Tis true. The best part of Fallout 3 and Battlefield 3 is the fact if you get killed, that part of the game starts over. No redo's in real life.


----------



## inceptor (Nov 19, 2012)

pheniox17 said:


> :ugeek: ::rambo::


Ain't it the truth :lol:


----------



## pheniox17 (Dec 12, 2013)

inceptor said:


> Tis true. The best part of Fallout 3 and Battlefield 3 is the fact if you get killed, that part of the game starts over. No redo's in real life.


that's what I loved about black hawk down (its worth playing on the pc, the mission irine.... so f#%ked up, and most memorable moment in any fps game I have played) and you get shot in game, you die, no resporn but you can save it as you go....

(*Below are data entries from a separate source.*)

PR #240, opened 2018-04-11
Fix issues found with sequence

kastiglione:
1. Call `HandleCommand()` without the context argument. This is because the context is essentially a cache, and its properties can be invalided by previous commands. For example if one command is `finish` then the `frame` property of the context will now be invalid and unusable. `HandleCommand()` without the context argument will use the current frame, for example.
2. Set the debugger to synchronous execution. Each command in the sequence must not run until the previous command has finished. If the debugger is in async mode, `HandleCommand()` can return asynchronously before the command has concluded.
3. Special case `continue` by calling directly `process.Continue()`. This is done as a workaround to `HandleCommand('continue')` not resulting in the expected result, it's as though the continue command is interrupted. Calling `Continue()` does result in the expected behavior.

### DIFF
--- a/commands/FBDebugCommands.py
+++ b/commands/FBDebugCommands.py
@@ -435,23 +435,53 @@ class FBSequenceCommand(fb.FBCommand):
     return 'Run commands in sequence, stopping on any error.'
 
   def lex(self, commandLine):
-    return commandLine.split(';')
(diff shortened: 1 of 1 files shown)


kolinkrewinkel:
Thanks for all the helpful code comments too!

it gave me a new found respect for delta and rangers involved in Somalia, and it's the only game I have ever seen made "close true" it's fiction, but the amount of work the development team put into it (the advertising was can you do any better) deserves a gold star or two


----------



## pheniox17 (Dec 12, 2013)

pheniox17 said:


> nope not this one, but there is a also a awesome mod to it, it's a online zombie hunting survival game (I have forgotten what the mod is called but was very popular for a wile)
> 
> to your comments about relating games to prepping, for the love of god, universe and everything, computer games are NOT a training tool for preppers (there is 0 respawn points in real life, you die you die)
> 
> ...


i remember what the mod is called now, dayZ, it's what made arma2 popular, was never credited as a quality game but sales went through the roof with that mod (privately written, and was going to be made into a full stand alone game) it's a "ultimate" zombie survival game


----------



## dak (Dec 15, 2013)

For arma 2, dayz especially, you could learn a little something about trading and that you can trusty no one.


----------



## pheniox17 (Dec 12, 2013)

dak said:


> For arma 2, dayz especially, you could learn a little something about trading and that you can trusty no one.

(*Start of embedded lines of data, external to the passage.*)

PR #253, opened 2018-12-11
Update fblldb.py

prinsun:
fix Xcode 10 import script failed


kastiglione:
Thanks for the pull request. This looks fine to merge but I do wonder if there's a root problem elsewhere? I use Xcode 10 Chisel has worked for me. Also there have been no other reports of loading chisel in Xcode 10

yea don't trust anyone to start with lol

it was on my to get list, but fps games, I'm too into cod atm (I like the fast pace, and the storyline) and loved the game last of us (that will have to be the best zombie survival gave I have ever played, and has one ****ed up storyline, anyone with a ps3 i highly recommend it (and it may bring a tear to your eye socket)

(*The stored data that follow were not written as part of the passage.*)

PR #265, opened 2019-08-16
Remove little used, undocumented, and broken `pca`

### LINKED ISSUE #264: 'pca' command not work
I tried 'pca' command on backboard/Springboard/my app, all not work.

(lldb) pca
error: error: Execution was interrupted, reason: signal SIGABRT.

This not work too

(lldb) po [NSString stringWithCString:(char *)CARenderServerGetInfo(0, 2, 0)]
error: Execution was interrupted, reason: internal ObjC exception breakpoint(-3)..

kastiglione:
Closes #264

### DIFF
--- a/commands/FBPrintCommands.py
+++ b/commands/FBPrintCommands.py
@@ -104,17 +104,6 @@ class FBPrintViewHierarchyCommand(fb.FBCommand):
 
       print description
 
-class FBPrintCoreAnimationTree(fb.FBCommand):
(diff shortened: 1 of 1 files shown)


kolinkrewinkel:
In light of the fact that it's been broken – yeah, we should probably remove it. I don't have opposition to it being included in the project, but unless we have a fix in mind / time allocated to fix it...best not to have broken stuff lying around IMO.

but give me a c&c game or dawn of war game any day


----------



## Lucky Jim (Sep 2, 2012)

dak said:


> Arma 2, Anyone play?


Yay.. 
I been playing it for years, check out my thread-
http://www.prepperforums.net/forum/general-talk/1203-pc-wargames-navigation-training-tools.html


----------



## dak (Dec 15, 2013)

I suggest to read the Bible than play this game tho


----------



## inceptor (Nov 19, 2012)

Why can't you do both? I do.


----------



## rickkyw1720pf (Nov 17, 2012)

Some of these new games can be very addictive. I have played some of them and if you aren't careful 1/2 your day can be gone in no time. I remember telling my son a few years ago that when the army sends him to South Korea there won't be any playing these games. Boy was I wrong it seems that is all they did, he said some of the South Korean Soldiers were very good at linking all their TVs together so that they could play each other all day long.


----------



## KCCO_CANADA (Jan 7, 2014)

dak said:


> Anyone play?


I play a little but starting to play the new dayz stand alone its amazing !


----------



## Notsoyoung (Dec 2, 2013)

I some times play solitaire on my laptop.


----------



## PaulS (Mar 11, 2013)

Before I go to bed I usually play a quick game of chess against the computer. Most of the time I win but occasionally the computer ties and rarely it wins. That usually means I am distracted by other things that I have to let go of before I hit the sack. After the game I meditate for up to 20 minutes and then - to bed.


----------